I recently formatted my sisters computer so I could use it, and for some reason my CD/DVD burner wont read DVDs. I have burned CDs okay with it, but it doesn't read when I put a blank DVD in. I've tried multiple blank DVDs and multiple brands, it wont read anything. The drive is NEC DVD+RW ND-1100A 10GE.. I just upgraded the firmware thinking that might be the issue but the problem still persists, any advice?


----------



## andrw123 (Aug 11, 2008)

What Operating system are yo using?


----------



## jjenkins (Aug 11, 2008)

andrw123 said:


> What Operating system are yo using?



Windows XP Pro.


----------



## PC eye (Aug 11, 2008)

Most drives now readily accept both formats and shouldn't see any problems since different brands have been tried.The name NEC DVD+RW suggests the +R required media. When you see the plus over the minus sign that specifies general purpose for all blank media there. 

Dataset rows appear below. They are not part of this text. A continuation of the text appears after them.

PR #919, opened 2022-04-19
[14.0][IMP] account_payment_order: Add existing payment references to communication

rousseldenis:
If some movements have been reconciled with the original invoice,
their references should be added in communication too.

e.g.: Manual credit notes

PR #1041, opened 2023-02-16
[15.0][FW] [14.0][REF] account_payment_*: Use native payment object

hhgabelgaard:
Port of #979 from 14.0 to 15.0.

Also includes:

- #918
- #919
- #936


pedrobaeza:
Hi @hhgabelgaard, thanks for the work. I know it's very difficult to equal branches, because contributors are not forward-porting things at the same time they incorporate it on a lower branch (which I consider a bit disrespectful, but also counterproductive at long term), joined to the changes over versions.

Anyway, for not charging you more, I'm doing such work in this some kind of spare time, starting with #1053 for things before the refactoring, and then I will port the refactoring.

Closing this thus. Thanks again.

pedrobaeza:
Continuation at #1054

PR #1045, opened 2023-02-22
[14.0][FIX] account_payment_order_notification: Show supplier invoice reference if applicable.

victoralmau:
Show supplier invoice reference if applicable.

Please @pedrobaeza and @ernestotejeda can you review it?

@Tecnativa TT40795


account_payment_order_notification/migrations/14.0.1.4.0/noupdate_changes.xml
```diff
@@ -0,0 +1,41 @@
+<?xml version='1.0' encoding='utf-8' ?>
+<odoo>
+    <record id="email_account_payment_order_notification" model="ir.rule">
```
ernestotejeda:
```suggestion
    <record id="email_account_payment_order_notification" model="mail.template">
```

ernestotejeda (changes requested):

ernestotejeda (approved):

pedrobaeza (commented):
If the record was noupdate=0, there's no need of migration scripts. And I'm not sure to need to switch to noupdate=1. You can do copies of the template...

victoralmau:
Sorry for the confusion, I thought it was already in noupdate=1 and when I saw it, I changed it.

IMO all templates (or almost) should be set to noupdate=1 to allow the user to change what they want. Almost all odoo core and OCA module mail templates are set like this, preventing the user from having to create a copy unnecessarily.

pedrobaeza:
`noupdate=1` is needed when a process (like the button "Send quotation" in sales orders) uses as default, and you can't change this. But in this case, you decide which mail template to send on the credit control policies, so the flow should be:

- Copy the standard template.
- Use that other one.

I think it's correct to keep it noupdate=0, and remove migration scripts.

victoralmau:
Ok, changes done.

pedrobaeza:
You can remove this migration script: https://github.com/OCA/bank-payment/blob/2b0d65105113b6930701e0521cc5616dc983dc58/account_payment_order_notification/migrations/14.0.1.2.0/noupdate_changes.xml

pedrobaeza (approved):
/ocabot merge minor

PR #1046, opened 2023-02-22
[15.0] account_payment_partner: Add pre_init_hook to add computed columns

dannyadair:
Add columns to avoid Memory error on an existing Odoo instance with lots of data.

The payment_mode_id fields are introduced by this module and computed only from each other or the also newly introduced supplier_payment_mode_id and customer_payment_mode_id on res.partner, so they can stay NULL, nothing to compute.


pedrobaeza (approved):
Fast-tracking the fw-port:

/ocabot merge patch

Please move this one also to 16.0

dannyadair:
> Please move this one also to 16.0

Submitted #1048

PR #1603, opened 2023-07-19
fix(renovate): change renovate patch schedule

haddasbronfman:

- Renovate was scheduled (#1572) to bump all patch versions every day, which turns out to be too noisy. For example: while we fix the issues raised from #1593, Renovate opened #1597 the next day, and #1602 on the day after...

- Change renovate to bump all patch versions `"before 3am on Monday"` - which means at the beginning of the week. 
@open-telemetry/javascript-approvers - please share your thoughts about this schedule.


blumamir (approved):
LGTM
Thanks!

pichlermarc (approved):
I think this is a good schedule. It's more noisy here than in core as there are so many more depdendencies in contrib. Thanks for taking care of this. :)

PR #1611, opened 2023-07-25
fix: Revert "feat(minification): Add importHelpers and tslib as a dependency (#1545)"

dyladan:
This reverts commit 65f612e35c4d67b9935dc3a9155588b35d915482.

see https://github.com/open-telemetry/opentelemetry-js/issues/3976


pichlermarc (approved):
Thanks for fixing this! :slightly_smiling_face:

PR #1614, opened 2023-07-26
fix(express):  fix wrong rpcMetadata.route when router.use no  layer…

biuboombiuboom:

    opentelemetry: 1.4.0
    node: 16.14.2

### What did you do?
        const app = express();
        app.use('/users', router);
        router.get('/:userId', (req, res) => {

The first thing that comes to mind however especially is this is on a prebuild like a Dell is the need for a firmware update. Basically that's a set of drivers required for that particular drive to work with Windows.

If you have a Dell there the R59801.exe file is available by going through the selection process at  http://support.dell.com/support/downloads/index.aspx?c=us&l=en&s=gen


----------



## jjenkins (Aug 11, 2008)

PC eye said:


> Most drives now readily accept both formats and shouldn't see any problems since different brands have been tried.The name NEC DVD+RW suggests the +R required media. When you see the plus over the minus sign that specifies general purpose for all blank media there.
> 
> The first thing that comes to mind however especially is this is on a prebuild like a Dell is the need for a firmware update. Basically that's a set of drivers required for that particular drive to work with Windows.
> 
> If you have a Dell there the R59801.exe file is available by going through the selection process at  http://support.dell.com/support/downloads/index.aspx?c=us&l=en&s=gen



I've updated to that firmware previous to my post, do I need to buy DVD+Rs instead of DVD-Rs?


----------



## StrangleHold (Aug 11, 2008)

jjenkins said:


> I recently formatted my sisters computer so I could use it, and for some reason my CD/DVD burner wont read DVDs. I have burned CDs okay with it, but it doesn't read when I put a blank DVD in. I've tried multiple blank DVDs and multiple brands, it wont read anything. The drive is NEC DVD+RW ND-1100A 10GE.. I just upgraded the firmware thinking that might be the issue but the problem still persists, any advice?


 
To answer your question. Did you install a DVD burning program. XP doesnt support burning DVDs on its own, only CDs.


----------



## PC eye (Aug 11, 2008)

To rephrase that does the burning program you now use support dvd burning? If not you will have to start looking for a program suitable for the type of dvds whether data or other you are trying to burn there.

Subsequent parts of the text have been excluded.